BEGIN Data to use

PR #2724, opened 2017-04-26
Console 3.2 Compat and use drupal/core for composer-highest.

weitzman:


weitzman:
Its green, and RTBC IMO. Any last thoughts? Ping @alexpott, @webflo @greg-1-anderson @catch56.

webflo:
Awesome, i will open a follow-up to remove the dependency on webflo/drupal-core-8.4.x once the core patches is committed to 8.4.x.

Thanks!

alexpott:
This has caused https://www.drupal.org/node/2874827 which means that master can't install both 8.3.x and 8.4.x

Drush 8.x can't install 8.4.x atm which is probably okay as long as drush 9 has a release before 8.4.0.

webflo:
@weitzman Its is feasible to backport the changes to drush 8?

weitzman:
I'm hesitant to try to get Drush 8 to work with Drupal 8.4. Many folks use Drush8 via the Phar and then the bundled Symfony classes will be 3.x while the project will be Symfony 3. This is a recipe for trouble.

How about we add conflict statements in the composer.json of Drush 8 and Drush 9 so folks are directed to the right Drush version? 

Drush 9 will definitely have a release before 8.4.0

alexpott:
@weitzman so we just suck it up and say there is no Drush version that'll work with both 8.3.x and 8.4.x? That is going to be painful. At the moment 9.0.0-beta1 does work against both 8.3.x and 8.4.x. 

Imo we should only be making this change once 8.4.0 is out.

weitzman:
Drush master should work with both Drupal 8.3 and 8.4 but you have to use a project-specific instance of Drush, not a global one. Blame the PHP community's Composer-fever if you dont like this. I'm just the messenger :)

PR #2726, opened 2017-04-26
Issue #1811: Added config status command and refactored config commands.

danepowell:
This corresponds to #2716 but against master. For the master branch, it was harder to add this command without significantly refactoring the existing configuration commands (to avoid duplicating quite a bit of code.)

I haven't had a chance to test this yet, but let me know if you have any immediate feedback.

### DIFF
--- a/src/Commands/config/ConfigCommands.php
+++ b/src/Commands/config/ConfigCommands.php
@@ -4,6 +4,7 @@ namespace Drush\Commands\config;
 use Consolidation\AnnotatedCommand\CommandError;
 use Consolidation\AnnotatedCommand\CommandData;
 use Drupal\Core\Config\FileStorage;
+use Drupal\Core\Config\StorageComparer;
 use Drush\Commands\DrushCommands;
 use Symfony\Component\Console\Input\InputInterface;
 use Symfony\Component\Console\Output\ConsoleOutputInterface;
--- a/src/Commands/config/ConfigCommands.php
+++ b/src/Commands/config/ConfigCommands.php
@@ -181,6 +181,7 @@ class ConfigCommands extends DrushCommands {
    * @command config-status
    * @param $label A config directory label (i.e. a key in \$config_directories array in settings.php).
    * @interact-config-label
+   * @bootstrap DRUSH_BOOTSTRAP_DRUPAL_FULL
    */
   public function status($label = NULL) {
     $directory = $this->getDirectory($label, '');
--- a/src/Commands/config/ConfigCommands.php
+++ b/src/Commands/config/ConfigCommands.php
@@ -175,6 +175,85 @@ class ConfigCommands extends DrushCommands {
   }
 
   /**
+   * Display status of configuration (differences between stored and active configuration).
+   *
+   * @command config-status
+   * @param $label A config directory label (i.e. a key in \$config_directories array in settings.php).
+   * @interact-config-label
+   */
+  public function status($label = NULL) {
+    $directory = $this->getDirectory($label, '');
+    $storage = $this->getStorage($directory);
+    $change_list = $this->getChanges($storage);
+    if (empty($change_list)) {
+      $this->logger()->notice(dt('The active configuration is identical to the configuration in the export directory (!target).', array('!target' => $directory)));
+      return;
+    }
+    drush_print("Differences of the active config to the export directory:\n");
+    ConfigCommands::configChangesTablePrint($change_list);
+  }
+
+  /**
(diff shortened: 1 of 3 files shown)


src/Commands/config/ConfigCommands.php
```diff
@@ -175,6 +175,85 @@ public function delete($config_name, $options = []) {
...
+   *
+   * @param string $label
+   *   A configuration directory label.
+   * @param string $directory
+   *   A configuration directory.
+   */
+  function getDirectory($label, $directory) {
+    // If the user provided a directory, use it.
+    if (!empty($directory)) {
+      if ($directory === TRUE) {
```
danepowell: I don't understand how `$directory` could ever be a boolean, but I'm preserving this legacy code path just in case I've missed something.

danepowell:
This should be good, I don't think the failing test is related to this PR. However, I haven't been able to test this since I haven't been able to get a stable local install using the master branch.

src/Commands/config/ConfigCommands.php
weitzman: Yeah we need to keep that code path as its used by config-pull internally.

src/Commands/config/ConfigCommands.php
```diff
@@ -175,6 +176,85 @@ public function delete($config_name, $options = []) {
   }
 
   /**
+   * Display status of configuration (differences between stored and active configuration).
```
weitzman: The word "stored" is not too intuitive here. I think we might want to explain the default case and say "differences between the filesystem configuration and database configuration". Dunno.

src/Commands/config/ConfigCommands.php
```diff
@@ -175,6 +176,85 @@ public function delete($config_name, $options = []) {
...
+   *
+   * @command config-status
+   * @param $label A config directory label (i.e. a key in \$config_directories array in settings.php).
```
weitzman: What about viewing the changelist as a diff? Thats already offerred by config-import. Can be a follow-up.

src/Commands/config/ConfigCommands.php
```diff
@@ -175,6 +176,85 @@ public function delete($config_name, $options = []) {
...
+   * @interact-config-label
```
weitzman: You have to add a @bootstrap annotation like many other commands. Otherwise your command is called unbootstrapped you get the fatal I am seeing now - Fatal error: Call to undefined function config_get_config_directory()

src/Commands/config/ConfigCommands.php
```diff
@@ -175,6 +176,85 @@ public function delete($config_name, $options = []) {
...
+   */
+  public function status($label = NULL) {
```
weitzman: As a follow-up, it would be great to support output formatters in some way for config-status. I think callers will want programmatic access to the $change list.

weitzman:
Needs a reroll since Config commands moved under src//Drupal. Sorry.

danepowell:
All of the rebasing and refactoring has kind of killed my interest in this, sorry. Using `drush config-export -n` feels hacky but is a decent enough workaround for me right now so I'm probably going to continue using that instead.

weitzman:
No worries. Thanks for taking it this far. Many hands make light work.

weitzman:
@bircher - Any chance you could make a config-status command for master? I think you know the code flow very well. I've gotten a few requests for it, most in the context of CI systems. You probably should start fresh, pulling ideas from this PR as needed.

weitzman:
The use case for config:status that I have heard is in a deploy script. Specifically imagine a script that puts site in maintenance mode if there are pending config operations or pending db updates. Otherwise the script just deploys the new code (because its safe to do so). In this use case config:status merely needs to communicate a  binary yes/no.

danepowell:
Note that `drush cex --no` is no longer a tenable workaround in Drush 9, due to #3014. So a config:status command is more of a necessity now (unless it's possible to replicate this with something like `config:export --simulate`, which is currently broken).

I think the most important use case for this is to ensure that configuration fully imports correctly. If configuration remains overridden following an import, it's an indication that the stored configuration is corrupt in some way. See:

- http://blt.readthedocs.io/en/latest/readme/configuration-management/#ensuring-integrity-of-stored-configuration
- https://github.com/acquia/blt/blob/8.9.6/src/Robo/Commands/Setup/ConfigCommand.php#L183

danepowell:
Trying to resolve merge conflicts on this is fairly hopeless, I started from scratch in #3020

END Data to use

> [What is expected]
Find the word "once" in the records and pull out each line that has it.

> [Your response]
Awesome, i will open a follow-up to remove the dependency on webflo/drupal-core-8.4.x once the core patches is committed to 8.4.x.
Imo we should only be making this change once 8.4.0 is out.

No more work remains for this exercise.